Moreover, the molded part is made of an adhesive material and formed lower than the chip to be more highly bonded to a ground pad, also reducing a height of the package. This advantageously enhances grounding capability and enables miniaturization of the product.

While the present invention has been shown and described in connection with the preferred embodiments, it will be apparent to those skilled in the art that modifications and variations can be made without departing from the spirit and scope of the invention as defined by the appended claims.

Claims

1. A flip chip semiconductor package comprising:

a substrate;

at least one chip flip-bonded onto the substrate to electrically connect to a circuit pattern-printed on the substrate;

a molded part formed on the substrate so as to expose a backside ground of the chip; and

a conductive metal layer extended along an outer surface of the molded part to electrically connect to the backside ground.

2. The flip chip semiconductor package according to claim 1, wherein the substrate comprises:

at least one heat-releasing via structure having a top surface connected to a bump ball where the chip is flip-bonded; and

a metal connecting pad connected to an underside surface of the light releasing via structure.

3. The flip chip semiconductor package according to claim 1, wherein the substrate has at least one lower ground pad provided on an underside thereof, the lower ground pad grounded to the conductive metal layer.

4. The flip chip semiconductor package according to claim 3, wherein the lower ground pad is electrically connected to a ground terminal of a main substrate in a position where the substrate is mounted on the main substrate.

5. The flip chip semiconductor package according to claim 1, wherein the substrate has at least one upper ground pad grounded to the conductive metal layer,

wherein the upper ground pad is connected to a top surface of at least one ground via structure formed in the substrate, and

wherein the ground via structure has an underside surface connected to a metal connecting pad provided on an underside of the substrate.

6. The flip chip semiconductor package according to claim 5, wherein the metal connecting pad is connected to a lower end of at least one heat-releasing via structure formed in the substrate.

7. The flip chip semiconductor package according to claim 5, wherein the metal connecting pad is connected to an electrode of a main substrate in a position where the substrate is mounted on the main substrate.

8. The flip chip semiconductor package according to claim 1, wherein the molded part is formed coplanar with the backside ground so as to expose the backside ground to the outside.

9. The flip chip semiconductor package according to claim 1, wherein the molded part is formed higher than the backside ground so as to expose the backside ground to the outside.
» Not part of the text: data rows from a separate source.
Issue #2196, opened 2018-05-22
How to enable sync schema and not drop columns?


wy193777:
**Issue type:**

[x] question
[ ] bug report
[ ] feature request
[ ] documentation issue

**Database system/driver:**

[ ] `cordova`
[ ] `mongodb`
[x] `mssql`
[ ] `mysql` / `mariadb`
[ ] `oracle`
[ ] `postgres`
[ ] `sqlite`
[ ] `sqljs`
[ ] `react-native`

**TypeORM version:**

[x] `latest`
[ ] `@next`
[ ] `0.x.x` (or put your version here)

When using SQL Server, I use a not supported column type: rowversion. I guess typeorm has no way to define this column type. So I have a SQL script add this type if they are not been added. But when initialize typeorm, this column will be dropped if set sync to true.

Is there an option about not drop columns but only add columns when initializing?

pleerock:
no, there is no. You can disable synchronization for the whole entity by setting `@Entity({ synchronization: false })`. Otherwise you can contribute and add rowversion support into typeorm.

wy193777:
Created pull request #2198. Still working in progress.

wy193777:
Is the new version with #2198 been published to NVM? Got error when try to use rowversion type today.

pleerock:
no, I don't think so. I'll publish a new version these weekends.

wy193777:
How can I install typeorm using NPM from GitHub? Always got this error:
```npm ERR! path ./node_modules/typeorm/cli.js
npm ERR! code ENOENT
npm ERR! errno -2
npm ERR! syscall chmod
npm ERR! enoent ENOENT: no such file or directory, chmod './node_modules/typeorm/cli.js'
npm ERR! enoent This is related to npm not being able to find a file.
npm ERR! enoent 

npm ERR! A complete log of this run can be found in:
npm ERR!     ~/.npm/_logs/2018-06-02T01_08_08_395Z-debug.log
```

apiel:
Any chance to deactivate synchronization for a specific column?

ArturoGamRod:
it is very easy to get this wrong and/or make a mistake. synchronization should not drop columns - **especially with existing  data** -  its a deal breaker guys.

skliarovartem:
Yes, it is strange to delete columns with some data there. Usually sync works to add new columns only, and even don't change type

Huge-Puppy:
[...]

PR #8465, opened 2021-12-15
new flag to configure synchronize schema to not drop columns and tables

oxeye-yuvalk:
### Description of change

Add synchronizeWithoutDrops option that set synchronization to not drop columns and tables but only add columns and tables when initializing

related to - https://github.com/typeorm/typeorm/issues/2196

It is very easy to get this wrong and/or make a mistake. synchronization should not drop columns - especially with existing data

### Pull-Request Checklist

### DIFF
--- a/docs/connection-options.md
+++ b/docs/connection-options.md
@@ -15,7 +15,7 @@
 * [`sql.js` connection options](#sqljs-connection-options)
 * [`expo` connection options](#expo-connection-options)
 * [Connection options example](#connection-options-example)
-    
+
 ## What is `ConnectionOptions`
 
 Connection options is a connection configuration you pass to `createConnection`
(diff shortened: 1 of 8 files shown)


pleerock:
I'm very pessimistic about this PR. What is the real purpose of this feature?

oxeye-yuvalk:
The purpose is to have an option to run with synchronized option in production and not worry about losing data. For example, I don’t want that if I would remove column from entity, it will remove the whole column with the data. In many ORM’s, synchronize only add columns and meta data and not remove things because it’s very dangerous. This feature would be great for using the powerful of synchronize in production

imnotjames:
**Even with this change, the synchronizing feature will destroy your data, without warning, and without a means to recover.**

I really, really don't think synchronized should be used in production.

It's a development tool, at best.  (I actually think it should be dropped as a feature entirely, but hey, it's tough to remove features..)

It provides no real way to roll back the changes and is not atomic nor is it reproducible.

AlexMesser:
> I don’t want that if I would remove column from entity, it will remove the whole column with the data

Synchronization does exactly what it says - synchronizes your entity with the database table.

In production, you should use migrations instead of synchronization and carefully check the generated migration line by line to prevent data loss.  

So, I agree with @pleerock and @imnotjames - this change makes no sense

10. The flip chip semiconductor package according to claim 1, wherein the molded part is formed higher than the backside ground and has an opening for exposing the backside ground to the outside.

11. The flip chip semiconductor package according to claim 10, wherein the opening is smaller than the backside ground.

12. The flip chip semiconductor package according to claim 1, wherein the molded part is formed higher than an underside surface of the chip and lower than a top surface of the chip so as to expose the backside ground to the outside.

13. The flip chip semiconductor package according to claim 12, wherein the molded part comprises an adhesive material.

14. The flip chip semiconductor package according to claim 13, wherein the adhesive material comprises one selected from a group consisting of anisotropic conductive film (ACF), non-conductive film (NCF), anisotropic conductive paste (ACP) and non-conductive paste (NCP).

15. The flip chip semiconductor package according to claim 1, wherein the conductive metal layer is formed via sputtering or evaporation.

16. The flip chip semiconductor package according to claim 1, wherein the conductive metal layer is formed via electrolysis plating or electroless plating.

17. The flip chip semiconductor package according to claim 1, wherein the substrate further comprises a passive device.